After a decade of fruitless lawsuits and on the heels of another legal victory, this time against file sharing service Limewire, content owners are gearing up for yet another round of lawsuits this week.  The problem with this bellicose response to file sharing is that Justice Stevens’ open internet is increasingly caught in the crossfire.

This response to file sharing has taken a significant toll on the efficiency of the legal system and has bent the law badly out of shape.  As Eric Goldman’s blog, cited above, notes, “there is ‘normal’ copyright law and then ‘P2P file sharing’ copyright law, and it’s a mistake to think those two legal doctrines are closely related.”  Content owners have repeatedly pushed for extreme, or simply non-legal, readings of copyright and fair use, most famously in the Lenz case dealing with bogus takedown notices (and a dancing baby) and the recent Jammie Thomas case dealing with excessive statutory damages.  They are also attempting to rewrite the already draconian DMCA, an irony matched only by the sublime absurdity of content owners suing one another over pirated anti-piracy technology.

More troubling, these lawsuits have also begun to target not only users but service providers.  Content owners have been overburdening ISP’s  with automated discovery requests for years and have recently begun to attack ISP’s directly.  They have also sought an injunction against the bandwidth provider for file sharing service The Pirate Bay, essentially arguing for fourth party liability.

This erosion in Justice Steven’s principle of an open internet reached a new low with a California court’s recent injunction against BitTorrent search engine IsoHunt requiring it to remove all links pointing to infringing files.

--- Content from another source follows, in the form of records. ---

PR #357, opened 2018-01-20
Enable Tracking Protection through toggle

liuche:
This is a simpler version of #342 that doesn't mess around with Session.


app/src/main/res/values/styles.xml
```diff
@@ -93,4 +93,8 @@
         <item name="android:textStyle">normal</item>
         <item name="android:textColor">#FFFFFF</item>
     </style>
+
+    <style name="SwitchStyle" parent="AppTheme">
```
mcomella: Should we inherit from `Widget.AppCompat.CompoundButton.Switch`?

liuche: No, this is to override a theme, where the colorAccent is defined, without updating the whole app's theme. I originally tried setting the thumb/track through a selector, but 1) this way is much simpler, and 2) that way doesn't work for r22 (and only works on 23+).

This, of course flies in the face of Stevens’ principle about non-infringing uses and requires IsoHunt to have the same infeasible knowledge and control over users as was struck down in Reno.   If the Pirate Bay case is the equivalent of suing AT&T for an obscene caller’s ramblings then this case is akin to requiring that Sprint disconnect anyone whose phone might be used for unlawful acts even before those acts have been identified as unlawful.  It cannot be done and the only alternative is to shutter the technology completely or simply bend over backward to accommodate any and all measures litigious content owners may seek to employ.

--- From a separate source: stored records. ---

PR #360, opened 2018-01-20
Onboarding

boek:


app/src/main/java/org/mozilla/focus/fragment/FirstrunFragment.kt
```diff
@@ -0,0 +1,42 @@
...
+    override fun onAttach(context: Context?) {
+        super.onAttach(context)
+    }
+
+    override fun onDetach() {
+        super.onDetach()
+    }
+
+    companion object {
+        const val FIRSTRUN_PREF = "firstrun_shown"
```
liuche: Nit: rename this FIRSTRUN_PREF to FIRSTRUN_SHOWN_PREF.

app/src/main/java/org/mozilla/focus/activity/MainActivity.java
```diff
@@ -283,6 +284,10 @@ public void onValueChanged(@NonNull List<Session> sessions) {
                     // We have at least one session. Show a fragment for the current session.
                     showBrowserScreenForCurrentSession();
                 }
+
+                if (Settings.getInstance(MainActivity.this).shouldShowFirstRun()) {
```
liuche: Hm, should this need to be in the session manager callback? I think you could just put it at the end of onCreate (assuming all the views are created by then).

app/src/main/java/org/mozilla/focus/activity/OnboardingActivity.kt
```diff
@@ -0,0 +1,17 @@
+package org.mozilla.focus.activity
+
+import android.os.Bundle
+import android.support.design.widget.Snackbar
```
liuche: Don't need snackbar import?

app/src/main/java/org/mozilla/focus/activity/OnboardingActivity.kt
```diff
@@ -0,0 +1,17 @@
+package org.mozilla.focus.activity
```
liuche: Nit: Add license

app/src/main/res/layout/activity_onboarding.xml
```diff
@@ -0,0 +1,14 @@
+<?xml version="1.0" encoding="utf-8"?>
```
liuche: Nit: license

app/src/main/res/values/styles.xml
```diff
@@ -97,4 +97,7 @@
     <style name="SwitchStyle" parent="AppTheme">
        <item name="colorAccent">@android:color/white</item>
     </style>
+
+    <style name="AppTheme.AppBarOverlay" parent="ThemeOverlay.AppCompat.Dark.ActionBar" />
```
liuche: These are newly added, not just ws changes, I'd take them out.

app/src/main/res/layout/activity_onboarding.xml
```diff
@@ -0,0 +1,14 @@
...
+<android.support.design.widget.CoordinatorLayout xmlns:android="http://schemas.android.com/apk/res/android"
```
liuche: Okay a little complicated (nesting a ConstraintLayout inside a CoordinatorLayout) but if it works that's fine :)

app/src/main/java/org/mozilla/focus/activity/OnboardingActivity.kt
```diff
@@ -0,0 +1,48 @@
...
+
+class OnboardingActivity : AppCompatActivity() {
+
+    override fun onCreate(savedInstanceState: Bundle?) {
+        super.onCreate(savedInstanceState)
+        setContentView(R.layout.activity_onboarding)
+
+        enable_turbo_mode.setOnClickListener { _ ->
+            setTurboMode(true)
+            setOnboardShown()
```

This also ignores the substantial non-infringing uses of file sharing services similar to those that saved the VCR in Sony.   These uses include an increasing number of academic uses.  Kevin discussed the potential cost of attacking file sharing to higher education in a 2007 post on this topic and since then file sharing continues to be used to transmit academic materials including textbooks and journals.  Many universities have begun to move this sharing into an authorized practice with a service called iTunesU that facilitates academic sharing.  Under pressure from content-owners, however, and despite the developing market for academic file sharing, Oxford University has banned all file sharing, even that which explicitly legal.   With ACTA’s heavy artillery on the horizon the firefight only seems to be escalating.

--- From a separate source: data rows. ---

PR #361, opened 2018-01-20
Move isBlockingEnabled to global pref

mcomella:
Two major changes:
- Centralize access to TP in a property
- Cache global access directly in TrackingProtectionViewWebViewClient.blockingEnabled with shared prefs getter

I decide to add this second cache step to potentially improve perf

### DIFF
--- a/app/src/webview/java/org/mozilla/focus/webview/TrackingProtectionWebViewClient.java
+++ b/app/src/webview/java/org/mozilla/focus/webview/TrackingProtectionWebViewClient.java
@@ -5,6 +5,7 @@
 package org.mozilla.focus.webview;
 
 import android.content.Context;
+import android.content.SharedPreferences;
 import android.graphics.Bitmap;
 import android.net.Uri;
 import android.os.AsyncTask;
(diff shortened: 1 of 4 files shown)


app/src/webview/java/org/mozilla/focus/webview/TrackingProtectionWebViewClient.java
```diff
@@ -56,15 +66,19 @@ protected Void doInBackground(Void... voids) {
         // background loading of the lists as early as possible.
         triggerPreload(context);
 
-        this.blockingEnabled = true;
+        final Settings settings = Settings.getInstance(context);
+        settings.getPreferences().registerOnSharedPreferenceChangeListener(this);
```
liuche: Does this listener go away if the webview is destroyed? (Could this cause a crash?) Do we need to unregister it?

liuche: Actually, looks like it's a weak reference. Can't hurt to unregister the listener though.
https://developer.android.com/reference/android/content/SharedPreferences.html#registerOnSharedPreferenceChangeListener(android.content.SharedPreferences.OnSharedPreferenceChangeListener)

Again, illegal file sharing is a real problem but the current move to eradicate anything that might be used unlawfully is in danger of reducing Justice Stevens’ open internet to “only what is fit for children.”  The war against file sharing is harming legitimate uses such as academic sharing and has an economic cost, and a cost to public safety.   It also has a cost to public knowledge, as poetically illustrated by Princeton’s demand that web sites remove the senior thesis of Justice Stevens’ replacement Elena Kagan, in order to protect Princeton’s market to sell the public writings of the next Justice.  With technology and expression in the cross-hairs even an unlikely total victory against illegal sharing seems to offer at best a Pyrrhic one for scholarly communications and society.